--- Data shown Enclosed Below ---
PR #2481, opened 2022-11-10
Introduce blinded edges and hops

t-bast:
Since blinded routes have to be used from start to end and are somewhat similar to Bolt 11 routing hints, we model them as an abstract single hop during path-finding. This makes it trivial to reuse existing algorithms for blinded payments without any modifications.

There is one subtlety: we previously used scids to identify hops (which is useful to ignore failing ones during retries and track the amount sent to a given edge when using MPP). To minimize code changes, we add a dummy scid to blinded edges to use as short-lived identifiers. They don't represent "real" channels, so we make that explicit even though it requires slightly more code.

We can do something similar in the future for trampoline payments, by adding a virtual edge that represents a full trampoline route: that will let us handle trampoline exactly the same way we handle other payments. This will also remove the hacky need for a `targetNodeId` in payment state machines that is different from the recipient nodeId, which will be a nice clean-up.

There is one thing I'm not satisfied with though in this model: it makes it look like a route could contain blinded hops following by channel hops followed by blinded hops. This isn't possible: routes will always start with a set of channel hops, optionally followed by a single blinded hop (or in the future trampoline hop). There is some opportunity to improve the model to cleanly express that, but I think it makes more sense to attempt it when we refactor trampoline payments.

NB: this builds on top of #2480


eclair-core/src/main/scala/fr/acinq/eclair/payment/PaymentPacket.scala
```diff
@@ -264,7 +264,10 @@ object OutgoingPaymentPacket {
 
   /** Build the command to add an HTLC for the given recipient using the provided route. */
   def buildOutgoingPayment(replyTo: ActorRef, upstream: Upstream, paymentHash: ByteVector32, route: Route, recipient: Recipient): Try[OutgoingPaymentPacket] = {
-    val outgoingChannel = route.hops.head.shortChannelId
+    val outgoingChannel = route.hops.head match {
+      case hop: ChannelHop => hop.shortChannelId
+      case _: BlindedHop => ???
```
thomash-acinq, line 269: Implementation missing.

eclair-core/src/main/scala/fr/acinq/eclair/payment/receive/MultiPartHandler.scala
```diff
@@ -353,9 +353,9 @@ object MultiPartHandler {
                   } else {
                     implicit val timeout: Timeout = 10.seconds
                     r.router.ask(Router.FinalizeRoute(r.amount, Router.PredefinedNodeRoute(route.nodes))).mapTo[Router.RouteResponse].map(routeResponse => {
-                      val clearRoute = routeResponse.routes.head
-                      val blindedRoute = createBlindedRouteFromHops(clearRoute.hops ++ dummyHops, pathId, nodeParams.channelConf.htlcMinimum, route.maxFinalExpiryDelta.toCltvExpiry(nodeParams.currentBlockHeight))
-                      val paymentInfo = aggregatePaymentInfo(r.amount, clearRoute.hops ++ dummyHops)
+                      val clearHops = routeResponse.routes.head.hops.collect { case h: ChannelHop => h }
```
thomash-acinq, line 356: If somehow we get hops that are not channel hops here, we should log it and fail, not just silently return an invalid invoice.

eclair-core/src/main/scala/fr/acinq/eclair/router/RouteCalculation.scala
```diff
@@ -65,14 +66,17 @@ object RouteCalculation {
             case edges if edges.nonEmpty && edges.forall(_.nonEmpty) =>
               // select the largest edge (using balance when available, otherwise capacity).
               val selectedEdges = edges.map(es => es.maxBy(e => e.balance_opt.getOrElse(e.capacity.toMilliSatoshi)))
-              val hops = selectedEdges.map(e => ChannelHop(getEdgeRelayScid(d, localNodeId, e), e.desc.a, e.desc.b, e.params))
+              val hops = selectedEdges.map(e => e.params match {
+                case params: ChannelRelayParams => ChannelHop(getEdgeRelayScid(d, localNodeId, e), e.desc.a, e.desc.b, params)
+                case params: HopRelayParams.FromBlindedRoute => BlindedHop(params.dummyId, params.route, params.paymentInfo)
```
thomash-acinq, line 71: Is it actually possible to get a blinded edge here?

eclair-core/src/main/scala/fr/acinq/eclair/router/RouteCalculation.scala
```diff
@@ -88,7 +92,12 @@ object RouteCalculation {
                 case None => fr.extraEdges.map(GraphEdge(_)).find(e => e.desc.shortChannelId == shortChannelId && e.desc.a == currentNode).map(_.desc)
               }
               channelDesc_opt.flatMap(c => g.getEdge(c)) match {
-                case Some(edge) => (edge.desc.b, previousHops :+ ChannelHop(getEdgeRelayScid(d, localNodeId, edge), edge.desc.a, edge.desc.b, edge.params))
+                case Some(edge) =>
+                  val hop = edge.params match {
+                    case params: ChannelRelayParams => ChannelHop(getEdgeRelayScid(d, localNodeId, edge), edge.desc.a, edge.desc.b, params)
+                    case params: HopRelayParams.FromBlindedRoute => BlindedHop(params.dummyId, params.route, params.paymentInfo)
```
thomash-acinq, line 98: Same here, blinded route should only come from BOLT12 invoices, they should not come from the router.

eclair-core/src/main/scala/fr/acinq/eclair/router/RouteCalculation.scala
```diff
@@ -382,7 +394,11 @@ object RouteCalculation {
   /** Update used capacity by taking into account an HTLC sent to the given route. */
   private def updateUsedCapacity(route: Route, usedCapacity: mutable.Map[ShortChannelId, MilliSatoshi]): Unit = {
     route.hops.reverse.foldLeft(route.amount) { case (amount, hop) =>
-      usedCapacity.updateWith(hop.shortChannelId)(previous => Some(amount + previous.getOrElse(0 msat)))
+      val id = hop match {
+        case hop: ChannelHop => hop.shortChannelId
+        case hop: BlindedHop => hop.dummyId
```
thomash-acinq, line 399: Why not just put `shortChannelId` in the `ConnectedHop` trait?

eclair-core/src/main/scala/fr/acinq/eclair/payment/PaymentPacket.scala
t-bast: That's on purpose, it's not necessary to make that version of the code work since this is dead code (the code path cannot be triggered). It's done this way to split the implementation work between this PR and the next one, where this is actually implemented.

eclair-core/src/main/scala/fr/acinq/eclair/router/RouteCalculation.scala
t-bast: At first I thought no, but actually we can if we add them to `extraEdges`, which could potentially make sense?

eclair-core/src/main/scala/fr/acinq/eclair/router/RouteCalculation.scala
t-bast: But then they are injected via `extraEdges`, which can make sense?

eclair-core/src/main/scala/fr/acinq/eclair/router/RouteCalculation.scala
t-bast: Because that leads to bugs! This isn't a real `localAlias`, and by putting it in `ConnectedHop` and not thinking about it, we accidentally pass it on to components that expect an scid that matches one of our channels. I found one such case in one of your earlier PR, so I decided that we should make sure it's very explicit when we use that `dummyId`, to help us catch these issues.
--- End of Enclosed Data shown ---
#### [Task details]
Give back exactly the lines from the first line of the records through the line holding "thomash-acinq, line 269: Implementation", including both of those lines and leaving out all others.

#### [Finished task]
PR #2481, opened 2022-11-10
Introduce blinded edges and hops

t-bast:
Since blinded routes have to be used from start to end and are somewhat similar to Bolt 11 routing hints, we model them as an abstract single hop during path-finding. This makes it trivial to reuse existing algorithms for blinded payments without any modifications.

There is one subtlety: we previously used scids to identify hops (which is useful to ignore failing ones during retries and track the amount sent to a given edge when using MPP). To minimize code changes, we add a dummy scid to blinded edges to use as short-lived identifiers. They don't represent "real" channels, so we make that explicit even though it requires slightly more code.

We can do something similar in the future for trampoline payments, by adding a virtual edge that represents a full trampoline route: that will let us handle trampoline exactly the same way we handle other payments. This will also remove the hacky need for a `targetNodeId` in payment state machines that is different from the recipient nodeId, which will be a nice clean-up.

There is one thing I'm not satisfied with though in this model: it makes it look like a route could contain blinded hops following by channel hops followed by blinded hops. This isn't possible: routes will always start with a set of channel hops, optionally followed by a single blinded hop (or in the future trampoline hop). There is some opportunity to improve the model to cleanly express that, but I think it makes more sense to attempt it when we refactor trampoline payments.

NB: this builds on top of #2480


eclair-core/src/main/scala/fr/acinq/eclair/payment/PaymentPacket.scala
```diff
@@ -264,7 +264,10 @@ object OutgoingPaymentPacket {
 
   /** Build the command to add an HTLC for the given recipient using the provided route. */
   def buildOutgoingPayment(replyTo: ActorRef, upstream: Upstream, paymentHash: ByteVector32, route: Route, recipient: Recipient): Try[OutgoingPaymentPacket] = {
-    val outgoingChannel = route.hops.head.shortChannelId
+    val outgoingChannel = route.hops.head match {
+      case hop: ChannelHop => hop.shortChannelId
+      case _: BlindedHop => ???
```
thomash-acinq, line 269: Implementation missing.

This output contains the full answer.